Brokers, meet ChatGPT – The Real Deal
Andres Asion’s discovery of ChatGPT gave him a jolt he hadn’t felt in a long time.
The Miami Real Estate Group founder and broker said he immediately thought the chatbot would send a seismic shift through the industry, and compared it to another technological breakthrough.
“When I first discovered Google Earth, I was like, ‘Holy shit! You can be Superman and fly everywhere in the world, see every street,’” he said.
ChatGPT could hold even more promise for the industry.
The bot, developed by artificial intelligence firm OpenAI, doesn’t respond to questions with search results from the internet. Instead, it produces an answer — as if it’s gone to Google, looked up the results, analyzed them, and contextualized them into a conversational response.
ChatGPT’s potential uses are only just coming to light — schools are scrambling to stop students from having the bot do their assignments — but for brokers and other real estate people, it can write letters, listing descriptions and video scripts.
It can also give advice on how to negotiate a deal.
Kyle Scott, president of Serhant Ventures, said the bot, which reportedly reached 1 million users in its first week, is like a free virtual assistant.
“There has never been a tool before that can save real estate agents so much time in their lead generation,” he said.
This month, OpenAI began piloting a paid version of the chatbot, which will be called ChatGPT Professional.
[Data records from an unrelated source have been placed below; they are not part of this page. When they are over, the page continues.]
Issue #194, opened 2024-02-14
Standardizing code style for checking container emptiness


jrycw:
To determine whether a container-like structure is empty in Python, we typically use `if not container` or `if len(container)==0`. Both approaches are acceptable in my view. However, it seems redundant to use `if not len(container)` in the code, as seen [here](https://github.com/posit-dev/great-tables/blob/bfc9a5cf99fc0ff98f7aeb6aefa5863bdaa8e7db/great_tables/_spanners.py#L257). It would be better to simplify the code using one of the common patterns I described.

I suggest standardizing the code style for this type of check. We can use both `if not container` and `if len(container)==0`, but let's aim to replace `if not len(container)` with one of these two options.

If we can agree on this approach, I'm ready to submit a PR to address it.

machow:
Hey, thanks for surfacing. I feel okay with how it's written, but since the next elif clause uses `len(sel_after) > 1`, I could see us changing the original check to `if len(sel_after) == 0`.

If you want to submit a PR for that, happy to merge!

jrycw:
Thanks for the response. It seems like this issue pertains more to a preference in code style. Allow me to delve a bit deeper into my perspective.

When I encounter the code `if not container`, it's immediately clear to me that the if-statement is evaluating the container's truthiness. Conversely, when I come across if `len(container) == 0`, I understand that the if-statement is checking the container's length using the `len()` function, which relies on the return value of the `__len__()` dunder method of the container's class.

However, when I encounter `if not len(container)`, I find myself needing to first consider the length of the container and then deduce the truth value based on that number. This additional step feels a bit like a detour to me.

PR #199, opened 2024-02-15
Standardizing code style for checking container emptiness

jrycw:
This PR aims to standardize the code style for checking container emptiness. Relevant discussion can be found in issue #194.

Additionally, I noticed the pattern `if len(container)`, and initially planned to replace it with `if container`, which feels more intuitive to me than `if len(container) != 0`.  However, it appears that this modification would result in breaking too many tests, so I will leave it unchanged for now.

### DIFF
--- a/great_tables/_gt_data.py
+++ b/great_tables/_gt_data.py
@@ -728,7 +728,7 @@ class Spanners(_Sequence[SpannerInfo]):
         Spanners whose columns do not overlap are put on the same level.
         """
 
-        if not len(self):
+        if len(self) == 0:
             return 0
 
         overlapping_levels = [
--- a/great_tables/_locations.py
+++ b/great_tables/_locations.py
@@ -214,7 +214,7 @@ def resolve_cols_i(
 
         # TODO: special handling of "stub()"
         if isinstance(expr, list) and "stub()" in expr:
-            if stub_var:
+            if len(stub_var):
                 return [(stub_var[0], 1)]
 
             return []
@@ -248,7 +248,7 @@ def resolve_cols_i(
             # always excluded but in certain cases (i.e., `rows_add()`)
             # we may want to include this column
             _group_vars = data._boxhead.vars_from_type(ColInfoTypeEnum.row_group)
-            group_var = _group_vars[0] if _group_vars else None
+            group_var = _group_vars[0] if len(_group_vars) else None
         else:
             group_var = None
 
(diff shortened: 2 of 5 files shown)


machow:
Thanks for submitting! It's helpful for me to have to think explicitly about these choices!

> Additionally, I noticed the pattern if len(container), and initially planned to replace it with if container, which feels more intuitive to me than if len(container) != 0. However, it appears that this modification would result in breaking too many tests, so I will leave it unchanged for now.

Do you mind pointing me to a place where this happened? I'm guessing it was for a custom class?

jrycw:
> Thanks for submitting! It's helpful for me to have to think explicitly about these choices!
>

While some brokers have resisted using the free bot, saying the text comes off as robotic, others are exploring its vast possibilities. Asion recently held a ChatGPT tutorial for about 60 brokers, and roughly 1,000 brokers attended an explanatory call led by Serhant Ventures chief technology officer Ryan Coyne.
Terrence Harding, a Compass broker and tech enthusiast who has been involved in the NFT space, has used ChatGPT since its first predecessor launched in 2018. He’s used past versions for basic information about housing laws, but has since come to use it for writing listings.
“It’s good for that in-depth information which you may not be able to get a fast answer to,” he said.
The bot’s analytic ability was on full display in a virtual tutorial with Asion, who asked whether the word chicken appears in the Bible. It spat out a three-paragraph explanation with specific examples.
But Asion considered the answer ambiguous and pointed out that it lacked actual citations of the word.
“You are correct that the word ‘chicken’ as we know it today is not used in the Bible,’” the bot clarified, adding an explanation about the word’s etymology.
On real estate–specific requests, ChatGPT was able to craft a video script for an apartment listing featuring a couple. It was also able to write a film noir-style story centered on a detective and to shorten or lengthen video scripts to fit the desired duration of the video.
ChatGPT has some drawbacks. It lacks access to the internet, which limits its knowledge of recent events. It occasionally falls victim to its own success, as its website sometimes crashes under high demand.
Legal issues specific to real estate complicate its production of a listing description. In one engaging and colorful description, it referred to nearby stores as being “within walking distance,” which assumes the reader is able-bodied.
“As a real estate agent, you have to put a layer of human thought on top of it,” Scott said.
The bot is pedantic, and changing a word or a phrase in a request can lead to different results, Harding said, but he added that those concerns should not stop brokers from using it.